The plaintiff’s “creative” contract interpretations
The start-up company offered some … unusual interpretations of the contract language. As described by the appeals court:
We begin with Sonoran’s contention that PerkinElmer breached § 6.3(b) of the Purchase Agreement.
That provision, entitled “Sharing of Data,” provided in part that “The Parties agree that from and after the Closing Date they shall cooperate fully with each other to facilitate the transfer of the Acquired Assets from the Seller to the Buyer and the operation thereof by the Buyer.”
Although Sonoran apparently contends that the “shall cooperate fully” language of § 6.3(b) created a freestanding obligation on the part of PerkinElmer to “cooperate” with Sonoran and Donahue in operating the business, the unambiguous language of the provision was to the contrary.
Specifically, § 6.3(b) stated that the duty of cooperation was intended to benefit PerkinElmer——that the parties shall cooperate to facilitate transfer of Sonoran’s business “to the Buyer” and to facilitate “the operation thereof by the Buyer.”
The district court correctly held that no basis exists to conclude that PerkinElmer breached § 6.3 of the Purchase Agreement.
(Citations omitted, italicized emphasis by the court, bold-faced emphasis and extra paragraphing added.)
Another example: The smaller company claimed that, because its head of sales declined the bigger company’s job offer, the bigger company supposedly breached its obligation to offer him a job:
During negotiations with PerkinElmer before execution of the Purchase Agreement, [founder] Donahue made clear to PerkinElmer that [head of sales] Bogen would require a raise from his current salary of $100,000 a year to $125,000 a year, as well as reimbursement for commuting expenses and a fair commission, in order to remain with the business.
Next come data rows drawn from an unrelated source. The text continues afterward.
PR #702, opened 2021-02-25
Implement minimal support for call-site argument attributes

dnadlinger:
This implements support for adding argument attributes at call
sites (`call`, `invoke`), which is necessary to actually emit
functions with attributes such as `sret` (for which leaving off
the attribute at the call site, i.e. specifying it only in the
function declaration, leads to miscompilations).

I opted for a fairly minimal implementation, just optionally
taking a dictionary of `AttributeSet`s in the constructur, as
the vast majority of call sites will not need to specify extra
attributes. Not sure whether a dictionary indexed by positional
indices is the most idiomatic solution…

I also added a commit removing the `tail` parameter from the
InvokeInstr constructor, as the tail call kind attributes aren't
actually supported on `invoke` by LLVM. Previously, that
parameter was just silently ignored, which doesn't seem
desirable.

### DIFF
--- a/llvmlite/ir/instructions.py
+++ b/llvmlite/ir/instructions.py
@@ -154,10 +154,12 @@ class CallInstr(Instruction):
 
 class InvokeInstr(CallInstr):
     def __init__(self, parent, func, args, normal_to, unwind_to, name='',
-                 cconv=None):
+                 cconv=None, fastmath=(), attrs=(), arg_attrs=None):
         assert isinstance(normal_to, Block)
         assert isinstance(unwind_to, Block)
-        super(InvokeInstr, self).__init__(parent, func, args, name, cconv)
+        super(InvokeInstr, self).__init__(parent, func, args, name, cconv,
+                                          tail=False, fastmath=fastmath,
+                                          attrs=attrs, arg_attrs=arg_attrs)
         self.opname = "invoke"
         self.normal_to = normal_to
         self.unwind_to = unwind_to
--- a/llvmlite/ir/instructions.py
+++ b/llvmlite/ir/instructions.py
@@ -5,7 +5,7 @@ Implementation of LLVM IR instructions.
 from llvmlite.ir import types
 from llvmlite.ir.values import (Block, Function, Value, NamedValue, Constant,
                                 MetaDataArgument, MetaDataString, AttributeSet,
-                                Undefined)
+                                Undefined, ArgumentAttributes)
 from llvmlite.ir._utils import _HasMetadata
 
 
@@ -63,13 +63,20 @@ class FastMathFlags(AttributeSet):
 
 class CallInstr(Instruction):
     def __init__(self, parent, func, args, name='', cconv=None, tail=False,
-                 fastmath=(), attrs=()):
+                 fastmath=(), attrs=(), arg_attrs=None):
         self.cconv = (func.calling_convention
                       if cconv is None and isinstance(func, Function)
                       else cconv)
         self.tail = tail
         self.fastmath = FastMathFlags(fastmath)
         self.attributes = CallInstrAttributes(attrs)
+        self.arg_attributes = {}
+        if arg_attrs:
+            for idx, attrs in arg_attrs.items():
+                if not (0 <= idx < len(args)):
+                    raise ValueError("Invalid argument index {}"
+                                     .format(idx))
+                self.arg_attributes[idx] = ArgumentAttributes(attrs)
 
         # Fix and validate arguments
         args = list(args)
@@ -111,8 +118,13 @@ class CallInstr(Instruction):
         return self.callee
 
     def _descr(self, buf, add_metadata):
-        args = ', '.join(['{0} {1}'.format(a.type, a.get_reference())
-                          for a in self.args])
+        def descr_arg(i, a):
+            if i in self.arg_attributes:
+                attrs = ' '.join(self.arg_attributes[i]._to_list()) + ' '
+            else:
+                attrs = ''
+            return '{0} {1}{2}'.format(a.type, attrs, a.get_reference())
+        args = ', '.join([descr_arg(i, a) for i, a in enumerate(self.args)])
 
         fnty = self.callee.function_type
         # Only print function type if variable-argument
--- a/docs/source/user-guide/ir/ir-builder.rst
+++ b/docs/source/user-guide/ir/ir-builder.rst
@@ -576,13 +576,11 @@ The following methods are all :ref:`terminators <terminator>`:
 Exception handling
 ------------------
 
-* .. method:: IRBuilder.invoke(self, fn, args, normal_to, unwind_to, name='', cconv=None, tail=False)
+* .. method:: IRBuilder.invoke(self, fn, args, normal_to, unwind_to, name='', cconv=None)
 
      Call function *fn* with arguments *args*, a sequence of values.
 
-     * *cconv* is the optional calling convention.
-     * *tail*, if ``True``, is a hint for the optimizer to perform
-       tail-call optimization.
+     *cconv* is the optional calling convention.
 
      If the function *fn* returns normally, control is transferred
      to *normal_to*. Otherwise, it is transferred to *unwind_to*,
--- a/docs/source/user-guide/ir/ir-builder.rst
+++ b/docs/source/user-guide/ir/ir-builder.rst
@@ -516,7 +516,8 @@ Memory
 Function call
 ---------------
 
-.. method:: IRBuilder.call(fn, args, name='', cconv=None, tail=False, fastmath=())
+.. method:: IRBuilder.call(fn, args, name='', cconv=None, tail=False, \
+   fastmath=(), attrs=(), arg_attrs=None)
 
    Call function *fn* with arguments *args*, a sequence of values.
 
@@ -526,6 +527,18 @@ Function call
    * *fastmath* is a string or a sequence of strings of names for
      `fast-math flags
      <http://llvm.org/docs/LangRef.html#fast-math-flags>`_.
+   * *attrs* is a string or sequence of strings of function attributes to
+     attach to the call site.
+   * *arg_attrs* is a dictionary matching argument indices (as regular
+     integers, starting at zero) to strings or sequences of strings giving
+     the attributes to attach to the respective argument at this call site.
+     If an index is not present in the dictionary, or *arg_attrs* is missing
+     entirely, no attributes are emitted for the given argument.
+
+     If some attributes, such as ``sret``, are specified at the function
+     declaration, they must also be specified at each call site for
+     correctness. (As of LLVM 11, this does not seem to be explicitly
+     specified in the LLVM language reference.)
 
 
 Branches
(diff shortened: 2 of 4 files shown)


dnadlinger:
Fixed the flake failure. I'd appreciate quick feedback on the API, as I need to merge this into a downstream fork that builds against LLVM 6 too soon, and would prefer that being forward-compatible to whatever ends up upstream (i.e. this PR).

esc:
@dnadlinger thank you for submitting this. Please be advised that we are currently in a release phase and thus our resources are quite limited -- so we may not be able provide you with feedback all that quickly.

dnadlinger:
Any feedback yet now that 0.36.0 is out the door?

dnadlinger:
Thanks, that would be much appreciated in order to avoid us having to maintain an incompatible downstream fork.

gmarkall (commented):
Many thanks for proposing this addition! Call-site argument attributes are something that I've been interested in in the past, and I've had time to have a look over the PR now - I'm leaving comments to begin with as I think some additional feedback from other maintainers is appropriate here.

In general I'm positive about the PR and would like to help move it forward. I do think the proposed API needs to be discussed before deciding on whether it should be accepted as-is - to this end I propose that I'll present and discuss it a bit at the Numba public meeting tomorrow to gather comments from other developers.

In the meantime, I have a few comments and questions:

- In my local checkout, merging current master into this PR results in something that builds and passes all tests. :tada: 
- WRT removing the `tail` kwarg from `IRBuilder.invoke`: I think it's fine to remove the documentation for it. The actual removal of the kwarg could break some code though, so I'd recommend instead of removing it, ignoring it and emitting a warning about the kwarg being deprecated (and also adding a note about the deprecation to the Deprecation Notices section of the documentation). Once this is merged, then the following release may remove the kwarg.
- I'd like to see a little more variety in the testing - e.g. function calls with attributes on a subset of the arguments, use of different attributes, etc - checking a single attribute on a single argument seems a little short of assuring the continued correctness of the logic that generates argument attributes.
- Once we're aligned on the API, documentation will also need updating to explain how argument attributes are added to calls / invokes.
- What are your thoughts on the use of multiple attributes, e.g. `noalias sret`? I believe that the dict of indices approach doesn't support this - is there a way to do this?

dnadlinger:
Many thanks for the review.

I've slightly extended the test case to include multiple attributes on multiple arguments. This should answer your question regarding `noalias sret` as well. I can add more tests once the API is fixed, but this much seemed about in line with the rest of the file.

As for the `tail` argument, the reason I decided remove it straight away is that if we leave it in, it will strictly speaking be a breaking change to ever remove it later, as somebody might use positional arguments (and I want to add the new parameters for specifying the attributes now). I'll leave the judgement on this to you, but to me, it seems exceedingly unlikely that this would break the code of anybody who knows what they are doing - the C++ API doesn't have the equivalent of `tail` either, anything other than the default value `False` would have lead to an error anyway, and it's a specific named method (`IRBuilder.invoke`), not some generic API where it would have been convenient to pass `tail` for uniformity. I'm happy to just leave it in if this is at all contentious, though.

gmarkall:
Many thanks for the response and the updated test - I had forgotten that the `ArgumentAttributes` class could hold multiple attributes.

## `arg_attrs`

Feedback from the Numba meeting suggested that it is OK to accept the API design as-is - some notes on the discussions follow.

 I was concerned that this is a bit asymmetric with the API for adding attributes to arguments in declarations, which is used like:

```python
func = self.function()
func.args[0].add_attribute("zeroext")
func.args[1].attributes.dereferenceable = 5
func.args[1].attributes.dereferenceable_or_null = 10
func.args[3].attributes.align = 4
func.args[3].add_attribute("nonnull")
```

However, implementing a similar API for the call site would be a more invasive change as presently call arguments are other instructions, rather than an object representing the argument (c.f. the `Argument` class held for each argument of a declaration).

The addition of `arg_attrs` to the API is additive rather than invasive, and it appears that we could in future implement an API mirroring the one for argument attributes in declarations whilst still supporting the API proposed here.

## `tail=` kwarg removal

Given the unlikeliness of it being used in real code (and the trivial change required by anyone using it once it is removed), it was agreed that it is OK for this PR to remove it, noting that we should add an issue to the milestone for the next release reminding that the removal should be mentioned in the release notes.

## Tests

> I can add more tests once the API is fixed, but this much seemed about in line with the rest of the file.

Thanks - IMO the tests in the rest of the file are a little light, hence the request for a little more testing. I think the additional example you've added suffices for the call instruction. It would be good to add a check of `invoke` with `fastmath` and `attrs` to ensure that there are no surprises with the addition of those kwargs.

## Documentation

> I'll add a few lines to the documentation once the API is agreed on.

Many thanks - please go ahead and update the documentation for the APIs that have been added/changed here.

esc:
@dnadlinger may I enquire about the state of this PR. The next release is only about 4-6 weeks away and I would like to get this in by then, if possible.

dnadlinger:
Ack; I've put it on my list for this weekend.

dnadlinger:
On a second look, expecting instances of `ArgumentAttributes` to be passed wasn't really in line with the rest of the API, which expects all attributes as strings, or iterables thereof. I changed the API accordingly.

Also added a catch-all test case for all the optional invoke attributes. I didn't want to over-engineer this, so I just added one test to avoid all the repeated setup code.

esc:
@dnadlinger thank you for tending to this. The ball is now back in you court, @gmarkall

gmarkall:
For reference, the changes since my last review (if I've correctly managed to fetch and compare the right revisions) are presently:

```diff
diff --git a/docs/source/user-guide/ir/ir-builder.rst b/docs/source/user-guide/ir/ir-builder.rst
index ee559da..d89e9fa 100644
--- a/docs/source/user-guide/ir/ir-builder.rst
+++ b/docs/source/user-guide/ir/ir-builder.rst
@@ -516,7 +516,8 @@ Memory
 Function call
 ---------------
 
-.. method:: IRBuilder.call(fn, args, name='', cconv=None, tail=False, fastmath=())
+.. method:: IRBuilder.call(fn, args, name='', cconv=None, tail=False, \
+   fastmath=(), attrs=(), arg_attrs=None)
 
    Call function *fn* with arguments *args*, a sequence of values.
 
@@ -526,6 +527,18 @@ Function call
    * *fastmath* is a string or a sequence of strings of names for
      `fast-math flags
      <http://llvm.org/docs/LangRef.html#fast-math-flags>`_.
+   * *attrs* is a string or sequence of strings of function attributes to
+     attach to the call site.
+   * *arg_attrs* is a dictionary matching argument indices (as regular
+     integers, starting at zero) to strings or sequences of strings giving
+     the attributes to attach to the respective argument at this call site.
+     If an index is not present in the dictionary, or *arg_attrs* is missing
+     entirely, no attributes are emitted for the given argument.
+
+     If some attributes, such as ``sret``, are specified at the function
+     declaration, they must also be specified at each call site for
+     correctness. (As of LLVM 11, this does not seem to be explicitly
+     specified in the LLVM language reference.)
 
 
 Branches
@@ -576,16 +589,18 @@ The following methods are all :ref:`terminators <terminator>`:
 Exception handling
 ------------------
 
-* .. method:: IRBuilder.invoke(self, fn, args, normal_to, unwind_to, name='', cconv=None)
+* .. method:: IRBuilder.invoke(fn, args, normal_to, unwind_to, name='', \
+     cconv=None, fastmath=(), attrs=(), arg_attrs=None)
 
      Call function *fn* with arguments *args*, a sequence of values.
 
-     *cconv* is the optional calling convention.
-
      If the function *fn* returns normally, control is transferred
      to *normal_to*. Otherwise, it is transferred to *unwind_to*,
      whose first non-phi instruction must be :class:`LandingPad`.
 
+     The remaining arguments give additional attributes to specify
+     at the call site; see :meth:`call` for a description.
+
 * .. method:: IRBuilder.landingpad(typ, personality, name='', cleanup=False)
 
      Describe which exceptions this basic block can handle.
diff --git a/llvmlite/ir/instructions.py b/llvmlite/ir/instructions.py
index 4c6dea0..f337c15 100644
--- a/llvmlite/ir/instructions.py
+++ b/llvmlite/ir/instructions.py
@@ -5,7 +5,7 @@ Implementation of LLVM IR instructions.
 from llvmlite.ir import types
 from llvmlite.ir.values import (Block, Function, Value, NamedValue, Constant,
                                 MetaDataArgument, MetaDataString, AttributeSet,
-                                Undefined)
+                                Undefined, ArgumentAttributes)
 from llvmlite.ir._utils import _HasMetadata
 
 
@@ -70,7 +70,13 @@ class CallInstr(Instruction):
         self.tail = tail
         self.fastmath = FastMathFlags(fastmath)
         self.attributes = CallInstrAttributes(attrs)
-        self.arg_attributes = arg_attrs or {}
+        self.arg_attributes = {}
+        if arg_attrs:
+            for idx, attrs in arg_attrs.items():
+                if not (0 <= idx < len(args)):
+                    raise ValueError("Invalid argument index {}"
+                                     .format(idx))
+                self.arg_attributes[idx] = ArgumentAttributes(attrs)
 
         # Fix and validate arguments
         args = list(args)
diff --git a/llvmlite/tests/test_ir.py b/llvmlite/tests/test_ir.py
index 259c4f9..dfd1fa8 100644
--- a/llvmlite/tests/test_ir.py
+++ b/llvmlite/tests/test_ir.py
@@ -1194,8 +1194,8 @@ my_block:
             fun,
             (retval, ir.Constant(int32, 42), other),
             arg_attrs={
-                0: ir.ArgumentAttributes(('sret', 'noalias')),
-                2: ir.ArgumentAttributes('noalias'),
+                0: ('sret', 'noalias'),
+                2: 'noalias'
             }
         )
         self.check_block(block, """\
@@ -1220,6 +1220,39 @@ my_block:
                     to label %"normal" unwind label %"unwind"
             """)
 
+    def test_invoke_attributes(self):
+        block = self.block(name='my_block')
+        builder = ir.IRBuilder(block)
+        fun_ty = ir.FunctionType(
+            ir.VoidType(), (int32.as_pointer(), int32, int32.as_pointer()))
+        fun = ir.Function(builder.function.module, fun_ty, 'fun')
+        fun.calling_convention = "fastcc"
+        fun.args[0].add_attribute('sret')
+        retval = builder.alloca(int32, name='retval')
+        other = builder.alloca(int32, name='other')
+        bb_normal = builder.function.append_basic_block(name='normal')
+        bb_unwind = builder.function.append_basic_block(name='unwind')
+        builder.invoke(
+            fun,
+            (retval, ir.Constant(int32, 42), other),
+            bb_normal,
+            bb_unwind,
+            cconv='fastcc',
+            fastmath='fast',
+            attrs='noinline',
+            arg_attrs={
+                0: ('sret', 'noalias'),
+                2: 'noalias'
+            }
+        )
+        self.check_block(block, """\
+        my_block:
+            %"retval" = alloca i32
+            %"other" = alloca i32
+            invoke fast fastcc void @"fun"(i32* noalias sret %"retval", i32 42, i32* noalias %"other") noinline
+                to label %"normal" unwind label %"unwind"
+        """)  # noqa E501
+
     def test_landingpad(self):
         block = self.block(name='my_block')
         builder = ir.IRBuilder(block)
```

@dnadlinger For any further changes could you please append commits to the history instead of rewriting and force-pushing? The rewrite makes it very difficult to track changes throughout the review process - many thanks in advance.

llvmlite/ir/instructions.py
```diff
@@ -63,13 +63,20 @@ class FastMathFlags(AttributeSet):
...
                       if cconv is None and isinstance(func, Function)
                       else cconv)
         self.tail = tail
         self.fastmath = FastMathFlags(fastmath)
         self.attributes = CallInstrAttributes(attrs)
+        self.arg_attributes = {}
+        if arg_attrs:
+            for idx, attrs in arg_attrs.items():
+                if not (0 <= idx < len(args)):
+                    raise ValueError("Invalid argument index {}"
```
gmarkall, line 77: I don't think this is hit in the tests - could you add a test that checks the exception is raised when the index is out of bounds please?

gmarkall (changes requested):
Many thanks for the updates! This is looking good, with just one addition suggested on the diff - after that, I'd be happy to approve this PR.

> On a second look, expecting instances of `ArgumentAttributes` to be passed wasn't really in line with the rest of the API, which expects all attributes as strings, or iterables thereof. I changed the API accordingly.

Thanks for this - this makes sense and does look better.

> Also added a catch-all test case for all the optional invoke attributes. I didn't want to over-engineer this, so I just added one test to avoid all the repeated setup code.

The one test looks good.

dnadlinger:
Apologies; I had missed this, as the issue was still tagged as "waiting for reviewer".

I've added the required test now (in a separate commit 😃).

gmarkall (approved):
Many thanks for the update, and sorry about the incorrect tag!

This now looks good to me.

esc:
@dnadlinger thank you for the patch! @gmarkall thank you for the review!

PR #706, opened 2021-03-11
Update changelog for 0.36.0 final 

sklam:
- update release date

### DIFF
--- a/CHANGE_LOG
+++ b/CHANGE_LOG
@@ -1,5 +1,5 @@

In April 2001 PerkinElmer made offers to the eight Sonoran employees listed in Schedule 6.1 of the Purchase Agreement, including Norm Bogen. PerkinElmer offered Bogen only his current salary with no additional amount for expenses or commission.
Bogen rejected the offer. Upon learning of Bogen’s rejection, Donahue asked Greg Baxter, the head of Lithography, to increase the offer.
Baxter represented that he would get a better offer for Bogen after closing, though no such language was added to the Purchase Agreement.
PerkinElmer never made a better offer to Bogen, and Bogen never accepted employment with PerkinElmer.
We agree with the district court that § 6.1 only required PerkinElmer to make a bona fide offer of employment to Bogen; it did not require PerkinElmer to make any particular offer to Bogen or to make a second, better offer to Bogen after closing when the first offer was rejected by Bogen. …
Under these circumstances, the failure to make an offer of employment to Bogen after execution of the Purchase Agreement could not be a violation of the Purchase Agreement.
(Bold-faced emphasis and extra paragraphing added.)
An indirect lesson: “Redundant” language in a contract can be cheap litigation insurance
To be sure, brevity in contracts is laudable. But brevity isn’t the be-all and end-all. And in many cases, brevity can be a false economy. That’s because litigation counsel, under cover of their duty of zealous advocacy, will often argue for contract interpretations that others might think far-fetched or even risible.
A few extra sentences here and there in a contract, expressly ruling out possible “creative” contract interpretations, might someday save the client a lot of trouble and expense.